P_θ(s_t+1 | s_t-h:t, a_t)

that approximates the environment’s dynamics. This model can then be used for planning by simulating future trajectories and optimizing action sequences.

The Long-Horizon Challenge

While world models have become increasingly accurate, using them for planning over long horizons remains a stress test. Three main issues arise:

Ill-conditioned optimization: Gradient signals can vanish or explode over long trajectories, making it hard to adjust early actions.
Non-greedy structure: Optimal sequences often require coordination across many time steps, creating many local minima that trap gradient-based optimizers.
High-dimensional latent spaces: Modern world models operate in rich latent spaces (e.g., from vision encoders). Gradients through these brittle models can be noisy or uninformative.

Standard gradient-based planners often fail when horizons extend beyond a few steps. This fragility motivated the design of GRASP.

GRASP: Three Key Innovations

GRASP introduces three core ideas that together make gradient-based planning robust even for long horizons:

1. Parallel Trajectory Lifting

Instead of optimizing actions sequentially over time, GRASP lifts the entire trajectory into a set of virtual states. This reframes the optimization as a parallel problem: all time steps can be updated simultaneously, which improves gradient flow and reduces the risk of vanishing signals. The trajectory becomes a batch of independent optimization variables, each corresponding to a time step, and the world model’s predictions are computed in parallel.

2. Stochasticity for Exploration

To escape bad local minima, GRASP injects stochasticity directly into the state iterates during optimization. By adding noise to the virtual states, the planner can explore alternative paths in the trajectory space. This randomness is controlled and annealed, allowing the optimizer to gradually settle on better solutions.

3. Gradient Reshaping

Gradients through high-dimensional vision models (like those used in world models) can be brittle, as they mix action signals with state inputs. GRASP reshapes gradients so that actions receive clean, informative gradients while avoiding the noisy “state-input” gradients that come from the vision model. This is achieved by reformulating the gradient computation to decouple the action updates from the state estimation path.

Benefits and Implications

Together, these innovations yield a planner that can handle much longer horizons than previous gradient-based methods. GRASP is not only more robust to ill-conditioning and local minima but also computationally efficient because the parallel lifting maps well to modern hardware (GPUs).
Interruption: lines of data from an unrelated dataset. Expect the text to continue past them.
PR #563, opened 2022-10-23
Add IBroker implementation for MSALRuntime

Avery-Dunn:
Draft PR for the work-in-progress MSALRuntime integration. This PR covers
- The IBroker interface, which defines a set of acquireToken methods that are to be implemented in the msal4jbrokers package
- An implementation of IBroker that uses the javamsalruntime package (related PR here: https://github.com/AzureAD/microsoft-authentication-library-for-cpp/pull/3091)
- Changes to MSAL Java's acquireToken flows to allow use of an IBroker implementation (in next commit)
- Exception handling to covert errors from an IBroker implementation into MSAL Java-style exceptions and error messages (in next commit)


msal4j-brokers/pom.xml
```diff
@@ -30,7 +30,12 @@
         <dependency>
             <groupId>com.microsoft.azure</groupId>
             <artifactId>msal4j</artifactId>
-            <version>1.13.2</version>
+            <version>1.13.3</version>
+        </dependency>
+        <dependency>
+            <groupId>com.microsoft.azure</groupId>
+            <artifactId>javamsalruntime</artifactId>
+            <version>1.0.0</version>
```
siddhijain: Commenting to ensure we correct the version number here once interop's beta version is published to maven.

msal4j-brokers/src/main/java/com/microsoft/aad/msal4jbrokers/MsalRuntimeBroker.java
```diff
@@ -0,0 +1,192 @@
...
+public class MsalRuntimeBroker implements IBroker {
+    private static MsalRuntimeInterop interop;
+
+    static {
+        try {
+            //MsalRuntimeInterop performs various initialization steps in a similar static block,
+            // so when an MsalRuntimeBroker is created this will cause the interop layer to initialize
+            interop = new MsalRuntimeInterop();
+        } catch (MsalInteropException e) {
+            //TODO: Meaningful error message explaining why MSALRuntime failed to initialize (unsupported platform, error from MSALRuntime, etc.)
```
siddhijain: Lets complete this TODO as it is very important for the app developer to understand the next steps.

msal4j-sdk/src/main/java/com/microsoft/aad/msal4j/IBroker.java
```diff
@@ -3,58 +3,84 @@
...
      * Acquire a token silently, i.e. without direct user interaction
      *
      * This may be accomplished by returning tokens from a token cache, using cached refresh tokens to get new tokens,
      * or via any authentication flow where a user is not prompted to enter credentials
-     *
-     * @param requestParameters MsalRequest object which contains everything needed for the broker implementation to make a request
-     * @return IBroker implementations will return an AuthenticationResult object
      */
-    default IAuthenticationResult acquireToken(PublicClientApplication application, SilentParameters requestParameters) {
+    default void acquireToken(PublicClientApplication application, SilentParameters requestParameters, CompletableFuture<IAuthenticationResult> future) {
```
siddhijain: Should not the methods' return type be CompletableFuture<IAuthenticationResult>? Keeping the return type as void will make these apis different from the MSAL Java acquireToken apis.

msal4j-sdk/src/main/java/com/microsoft/aad/msal4j/IBroker.java
```diff
@@ -3,58 +3,84 @@
...
+                            Authority.createAuthority(new URL(authority)), JsonHelper.convertJsonToObject(idTokenJson,
+                                    IdToken.class), null));
+                }
+            }
+            if (accessToken != null) {
+                builder.accessToken(accessToken);
+                builder.expiresOn(accessTokenExpirationTime);
+            }
+        } catch (Exception e) {
+            //TODO: throw new msalexception. Could a valid broker result be an invalid MSAL Java result?
```
siddhijain: Ideally, the code should not reach here, but an exception could happen while converting json to object, parsing an id token, etc - in which case it would come under an invalid broker result. But it is good to throw a meaningful MSALException here, and we can figure out if we should pass this error back to MSALRuntime somehow to let them know about the invalid broker results.

msal4j-brokers/src/main/java/com/microsoft/aad/msal4jbrokers/MsalRuntimeBroker.java
```diff
@@ -0,0 +1,192 @@
...
+
+        try (AuthParameters authParameters =
+                     new AuthParameters
+                             .AuthParametersBuilder(application.clientId(),
+                             application.authority(),
+                             parameters.scopes().toString())
+                             .build()) {
+
+            //Account was not cached in MSALRuntime, must perform sign in first to populate account info
+            if (accountResult == null) {
```
siddhijain, line 62: nit - It's a better practice to check for nulls this way - https://stackoverflow.com/questions/10983573/checking-for-null-what-order

msal4j-sdk/src/main/java/com/microsoft/aad/msal4j/IBroker.java
Avery-Dunn: I originally had it returning a CompletableFuture, however that made the code in MSAL Java itself kind of messy. If you look at `MsalRuntimeBroker`, each of the long `.thenApply(...);` sections would need to move into PublicClientApplication (or somewhere else in MSAL Java).

Doing that would also mean splitting up where the interop's result is retrieved and where it is parsed: rather than the IBroker implementation handling that entirely, it would be up to MSAL Java to call the correct methods to translate whatever the broker returned into an IAuthenticationResult

msal4j-brokers/src/main/java/com/microsoft/aad/msal4jbrokers/MsalRuntimeBroker.java
```diff
@@ -0,0 +1,192 @@
...
+import java.util.concurrent.ExecutionException;
+
+public class MsalRuntimeBroker implements IBroker {
+    private static MsalRuntimeInterop interop;
+
+    static {
+        try {
+            //MsalRuntimeInterop performs various initialization steps in a similar static block,
+            // so when an MsalRuntimeBroker is created this will cause the interop layer to initialize
+            interop = new MsalRuntimeInterop();
```
siddhijain, line 36: Where is the logic to determine which flavor of msalruntime to use? Is it in the java interop layer?

Avery-Dunn: Yes, interop will handle 100% of any platform-specific stuff, and it choses the correct MSALRuntime dll here: https://github.com/AzureAD/microsoft-authentication-library-for-cpp/blob/9534b41ac5a168641c80f3ecfc97d9a6e765da19/msalruntime/interop/java/src/main/java/com/microsoft/azure/javamsalruntime/MsalRuntimeInterop.java#L252

The exact dll that gets loaded doesn't matter to the broker, it's all just the same Java object with the same set of methods either way (JNA handles actually loading and calling the methods in the dll)

msal4j-sdk/src/main/java/com/microsoft/aad/msal4j/PublicClientApplication.java
```diff
@@ -112,17 +122,48 @@ public CompletableFuture<IAuthenticationResult> acquireToken(InteractiveRequestP
...
-        CompletableFuture<IAuthenticationResult> future = executeRequest(interactiveRequest);
-        futureReference.set(future);
+        CompletableFuture<IAuthenticationResult> future = new CompletableFuture<>();
+
+        if (this.broker != null) {
+            broker.acquireToken(this, parameters, future);
+            futureReference.set(future);
+        } else {
+            future = executeRequest(interactiveRequest);
+            futureReference.set(future);
```
siddhijain: Since this is common between both conditions, it can be moved out of the if-else block.

msal4j-sdk/src/main/java/com/microsoft/aad/msal4j/IBroker.java
```diff
@@ -3,58 +3,80 @@
...
     }
 
     /**
      * Acquire a token silently, i.e. without direct user interaction, using username/password authentication
-     *
-     * @param requestParameters MsalRequest object which contains everything needed for the broker implementation to make a request
-     * @return IBroker implementations will return an AuthenticationResult object
      */
-    default IAuthenticationResult acquireToken(PublicClientApplication application, UserNamePasswordParameters requestParameters) {
+    default void acquireToken(PublicClientApplication application, UserNamePasswordParameters parameters, CompletableFuture<IAuthenticationResult> future) {
```
siddhijain: It does not look right to have 'void' as the return type where a token is expected. These methods should still return CompletableFuture<IAuthentication> result.

msal4j-sdk/src/main/java/com/microsoft/aad/msal4j/AuthenticationErrorCode.java
```diff
@@ -115,9 +115,17 @@ public class AuthenticationErrorCode {
...
-     * be accessed by MSAL Java*/
+     * be accessed by MSAL Java
+     */
     public final static String MISSING_BROKER = "missing_broker";
+
+    /**
+     * Indicates an error from the Java/MSALRuntime interop layer used by the Java Brokers package,
+     * and will generally just be forwarding an error message from the interop layer or MSALRuntime itself
+     */
+    public final static String MSALRUNTIME_INTEROP_ERROR = "missing_broker";
```
siddhijain: shouldn't this constant have a different value than MISSING_BROKER?

msal4j-brokers/src/main/java/com/microsoft/aad/msal4jbrokers/MsalRuntimeBroker.java
siddhijain: Thanks. Looking at this class MsalRuntimeInterop.java, I see a lot of TODOs. Lets make sure they are taken care of before we move on to the next phase of implementing logging and tracing.

msal4j-brokers/src/main/java/com/microsoft/aad/msal4jbrokers/MsalRuntimeBroker.java
Avery-Dunn: In the latest commit this throws a new exception explaining that the interop could not be initialized, and it includes the message from the MsalInteropException thrown here.

msal4j-sdk/src/main/java/com/microsoft/aad/msal4j/PublicClientApplication.java
Avery-Dunn: Fixed in the latest commit.

msal4j-sdk/src/main/java/com/microsoft/aad/msal4j/AuthenticationErrorCode.java
Avery-Dunn: Yep, just a copy/paste error. Fixed in the latest commit.

msal4j-sdk/src/main/java/com/microsoft/aad/msal4j/IBroker.java
Avery-Dunn: In the latest commit this has been adjusted: 
- Previously, MSAL Java initialized a CompletableFuture<IAuthenticationResult>, and sent it to a broker package as a parameter to get it configured with competition/cancelation steps. The broker methods had void return types, as the future object was already initialized in MSAL Java
- Now, MSAL Java just creates an uninitialized CompletableFuture<IAuthenticationResult>, and sets the value of that future to the return value of a broker method. The methods in the broker package create their own internal CompletableFuture<IAuthenticationResult>, and return that future after configuring the completion/cancelation steps

The underlying process for configuring the future objects is the same, except it should now be clearer that the methods in the broker package are actually producing the result returned to an app developer.

msal4j-brokers/src/main/java/com/microsoft/aad/msal4jbrokers/MsalRuntimeBroker.java
```diff
@@ -0,0 +1,178 @@
...
+import com.microsoft.aad.msal4j.SilentParameters;
+import com.microsoft.aad.msal4j.UserNamePasswordParameters;
+import com.microsoft.aad.msal4j.MsalClientException;
+import com.microsoft.aad.msal4j.AuthenticationErrorCode;
+import com.microsoft.aad.msal4j.IAccount;
+import com.microsoft.azure.javamsalruntime.Account;
+import com.microsoft.azure.javamsalruntime.AuthParameters;
+import com.microsoft.azure.javamsalruntime.AuthResult;
+import com.microsoft.azure.javamsalruntime.MsalInteropException;
+import com.microsoft.azure.javamsalruntime.MsalRuntimeInterop;
```
rayluo, line 19: Is the MsalRuntimeInterop package always available? Will the [line 36](https://github.com/AzureAD/microsoft-authentication-library-for-java/pull/563/files#diff-fb3a656752687c9bd4ce7d08e3912e0fc520cf78a3838e79fff5cce47ce541dbR36) below always succeed?

Avery-Dunn: Yes, the msal4jbrokers package has javamsalruntime [as a dependency](https://github.com/AzureAD/microsoft-authentication-library-for-java/blob/dc79a19d0f937e73e1d60c8c2cf23e3f9cdbe4ff/msal4j-brokers/pom.xml#L35), so it and all of its classes (like MsalRuntimeInterop) will always be available.

msal4j-sdk/src/main/java/com/microsoft/aad/msal4j/IBroker.java
Avery-Dunn: This has been replaced with `isBrokerAvailable()`. Rather than throw an exception, this will only determine whether we use the broker or if we fallback to regular MSAL Java.

For MSALRuntime, if we can call their startup API then we assume the broker is available on the platform and try to use it, otherwise we just log a message saying it's unavailable and will use MSAL Java instead.

msal4j-brokers/pom.xml
Avery-Dunn: In the latest commit I changed this to [0.13.3,) . This will start with version 0.13.3 of the interop (the current MSALRuntime version), and will get the latest version from then on (so that we don't need to update the broker package when we update the interop)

The method opens the door to using large world models for planning tasks that require foresight—such as robotics, autonomous driving, or game playing—without needing to handcraft reward shaping or rely on sample-inefficient model-free RL.

The ability to plan over long horizons with learned dynamics also suggests that world models can serve as general-purpose simulators for many tasks, reducing the need for separate planning algorithms for different domains.

Conclusion

GRASP demonstrates that careful algorithmic design—parallel trajectory lifting, stochastic exploration, and gradient reshaping—can overcome the fragility of gradient-based planning with modern world models. By addressing the core issues of ill-conditioned optimization, local minima, and brittle gradients, GRASP makes long-horizon planning practical. As world models continue to scale, approaches like GRASP will be essential to unlock their full potential for decision-making and control.